Milanovic starts by tackling the question of what sort of inequality we are measuring. Concept 1 inequality is among the mean incomes of individual countries; tiny Lithuania population-wise counts for the same as large Russia. Concept 2 inequality weighs inequality according to each country's population size; Lithuania's average income would be extended to its 3.5M citizens, while Russia's average income to its 143M citizens. In an ideal world, we would have enough data to measure Concept 3 inequality, wherein we have data on the income of each individual in existence. While such data is nearly available in Western countries through household surveys, it is sparse in developing countries, to say the least.
The most commonly used measure of income inequality is the Gini index, which ranges from 0 (perfect equality) to 1 (perfect inequality where a single person has all the income.) Three main considerations also need to be accounted for, namely:
- Do we measure income at market exchange rates (usually against the US dollar) or on a purchasing power parity basis (PPP--what can actually be purchased locally)?
- Do we use survey-based mean income (from household surveys) or GDP per capita (which is basically GDP per head)?
- Do we measure income (what one earns) or expenditures (what one spends)? While Western and Latin American nations typically use income as an indicator, those in Africa and Asia typically use expenditures. The problem is that expenditures are fairly stable over time, presumably because basic needs have to be met, while income is more variable.

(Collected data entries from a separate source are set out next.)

PR #2656, opened 2022-09-01
Rename/reformat device-side direct method models to eliminate duplicates

timtay-microsoft:
```MethodInvokeRequest``` + ```MethodRequest``` + ```MethodRequestInternal``` are collapsed into just ```DirectMethodRequest```

```MethodInvokeResponse``` + ```MethodResponse``` + ```MethodResponseInternal``` are collapsed into just ```DirectMethodResponse```

Also delete IotHubSuspendedException and FatalException because they are unused.

Note that we should still give a closer look at what types we take and give the payload in, but this PR isn't about that, so it will need to be addressed later.

### CODE REVIEW

File: iothub/device/src/DirectMethod/DirectMethodRequest.cs [hunk 1]
```diff
@@ -0,0 +1,93 @@
...
+        /// <summary>
+        /// Connection timeout, in seconds.
+        /// </summary>
+        [JsonProperty("connectTimeoutInSeconds", NullValueHandling = NullValueHandling.Ignore)]
+        public int? ConnectionTimeoutInSeconds => ConnectionTimeout.HasValue && ConnectionTimeout > TimeSpan.Zero
+            ? (int)ConnectionTimeout.Value.TotalSeconds
+            : (int?)null;
+
+        [JsonProperty("payload", NullValueHandling = NullValueHandling.Include)]
+        internal JRaw JsonPayload { get; set; }
```
brycewang-microsoft, line 57: How about moving this further down so that we have all internal properties together?

iothub/device/src/Fx/Fx.cs
```diff
@@ -40,20 +40,12 @@ public static void AssertAndThrow(bool condition, string description)
...
-        }
-
         public static bool IsFatal(Exception ex)
         {
             while (ex != null)
             {
                 // FYI, CallbackException is-a FatalException
-                if (ex is FatalException
-                    || ex is OutOfMemoryException
+                if (ex is OutOfMemoryException
```
brycewang-microsoft, line 48: How about just one line as it is not too long here?

iothub/device/tests/Transport/Amqp/MockableAmqpUnit.cs
```diff
@@ -1,4 +1,6 @@
 ﻿// Copyright (c) Microsoft. All rights reserved.
+// Licensed under the MIT license. See LICENSE file in the project root for full license information.
+// Copyright (c) Microsoft. All rights reserved.
```
brycewang-microsoft, line 3: Extra

brycewang-microsoft (approved):
Glad to see we simplify this!

iothub/device/src/DirectMethod/DirectMethodRequest.cs
```diff
@@ -0,0 +1,93 @@
...
+
+namespace Microsoft.Azure.Devices.Client
+{
+    /// <summary>
+    /// Parameters to execute a direct method on a device or module.
+    /// </summary>
+    public class DirectMethodRequest
+    {
+        /// <summary>
+        /// Initialize and instance of this class.
```
drwill-ms, line 16: **an** instance

iothub/device/src/DirectMethod/DirectMethodResponse.cs
```diff
@@ -0,0 +1,37 @@
...
+        /// <summary>
+        /// The optional direct method payload.
+        /// </summary>
+        [JsonIgnore]
+        public byte[] Payload { get; set; }
+
+        /// <summary>
+        /// The request Id for the transport layer.
+        /// </summary>
+        internal string RequestId { get; set; }
```
drwill-ms, line 35: No JsonProperty?

timtay-microsoft: This field is set in the topic string over MQTT or in properties over AMQP, so it isn't part of the serialized payload

drwill-ms: Could you add JsonIgnore attribute and include a code comment to this effect?

timtay-microsoft: Sure thing

PR #2658, opened 2022-09-01
Removed unused HTTP stack from Device Client

tmahmood-microsoft:


timtay-microsoft:
```CustomHeaderConstants.cs``` in that HTTP folder appears to be only used in one spot. Could you move the one referenced constant into ```HttpTransportHandler```?

**Comment by timtay-microsoft** [comment]
In ```HttpClientHelper``` there are several overloads of PostAsync and ExecuteAsync that just add on a parameter that can be simplified here. Ideally there would only be one ```PostAsync``` method and no ```ExecuteAsync``` method since we only ever post from this layer now.

**Review by andyk-ms — APPROVED** [review]

File: iothub/device/src/Transport/Http/HttpClientHelper.cs [hunk 1]
```diff
@@ -300,99 +147,20 @@ private static void InsertEtag(HttpRequestMessage requestMessage, IETagHolder en
             return result;
         }
 
-        private Task PostAsyncHelper<T1>(
+        private async Task PostAsyncHelper<T1>(
```
timtay-microsoft, line 150: If ```PostAsync``` is a one liner that just calls this helper, why not delete the helper and move its contents into the ```PostAsync``` method?

iothub/device/src/Transport/Http/HttpClientHelper.cs
```diff
@@ -300,99 +147,20 @@ private static void InsertEtag(HttpRequestMessage requestMessage, IETagHolder en
...
             Uri requestUri,
             T1 entity,
             IDictionary<HttpStatusCode, Func<HttpResponseMessage, Task<Exception>>> errorMappingOverrides,
```
timtay-microsoft, line 153: The callers of this method always pass in the same default error mapping for this parameter, so you don't need this to be a parameter anymore

iothub/device/src/Transport/Http/HttpTransportHandler.cs
```diff
@@ -365,7 +92,7 @@ await _httpClientHelper
             _ = GetInvokeDeviceMethodOperationTimeout(methodInvokeRequest);
```
timtay-microsoft, line 92: This appears to be the only place ```GetInvokeDeviceMethodOperationTimeout``` is called, and its result is immediately discarded. It should be safe to remove this method

timtay-microsoft: Unresolving this because I still see ```GetInvokeDeviceMethodOperationTimeout``` in ```HttpTransportHandler```

timtay-microsoft:
```MergeErrorMapping``` appears to be pointless now that we aren't passing in any error mapping overrides. The function seems to exist to give the union between the dictionary of default mappings and the dictionary of override mappings. Now that there are no overrides, we don't need this function

**Comment by timtay-microsoft** [comment]
The ```modifyRequestMessageAsync``` locally defined function in ```HttpClientHelper``` also seems odd. It is a defined function that is immediately called after it is defined and it isn't used anywhere else.

```csharp
Func<HttpRequestMessage, CancellationToken, Task> modifyRequestMessageAsync = (requestMsg, token) =>
{
    AddCustomHeaders(requestMsg, customHeaders);
    if (entity != null)
    {
        if (typeof(T1) == typeof(byte[]))
        {
            requestMsg.Content = new ByteArrayContent((byte[])(object)entity);
        }
        else if (typeof(T1) == typeof(string))
        {
            // only used to send batched messages on Http runtime
            requestMsg.Content = new StringContent((string)(object)entity);
            requestMsg.Content.Headers.ContentType = new MediaTypeHeaderValue(CommonConstants.BatchedMessageContentType);
        }
        else
        {
            requestMsg.Content = CreateContent(entity);
        }
    }

    return Task.CompletedTask;
};

if (modifyRequestMessageAsync != null)
{
    await modifyRequestMessageAsync(msg, cancellationToken).ConfigureAwait(false);
}
```

It could probably be simplified to 

```csharp
    AddCustomHeaders(msg, customHeaders);
    if (entity != null)
    {
        if (typeof(T1) == typeof(byte[]))
        {
            msg.Content = new ByteArrayContent((byte[])(object)entity);
        }
        else if (typeof(T1) == typeof(string))
        {
            // only used to send batched messages on Http runtime
            msg.Content = new StringContent((string)(object)entity);
            msg.Content.Headers.ContentType = new MediaTypeHeaderValue(CommonConstants.BatchedMessageContentType);
        }
        else
        {
            msg.Content = CreateContent(entity);
        }
    }
```

timtay-microsoft:
```preRequestActionForAllRequests``` parameter for the ```HttpClientHelper``` class appears to always be null, so that parameter can be removed

timtay-microsoft:
```AddCustomHeaders``` in HttpClientHelper can be made sync since there is no async call in it

timtay-microsoft (approved):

The picture changes a lot when we consider the population weights of each country as in Concept 2 inequality using the same set of data previously described. The graph above from p. 87 depicts an improvement in the world Gini index, particularly over the last twenty years. Improvements in the economic performance of China and India mean that whereas they used to contribute to global income inequality, they now reduce it. As these two countries together account for over a third of the world's population with 1.3 and 1.1 billion persons respectively, their recent economic successes have made a large difference in these computations. However, critics note that China's GDP per capita may be inaccurate. To begin with, its GDP data is considered unreliable by many.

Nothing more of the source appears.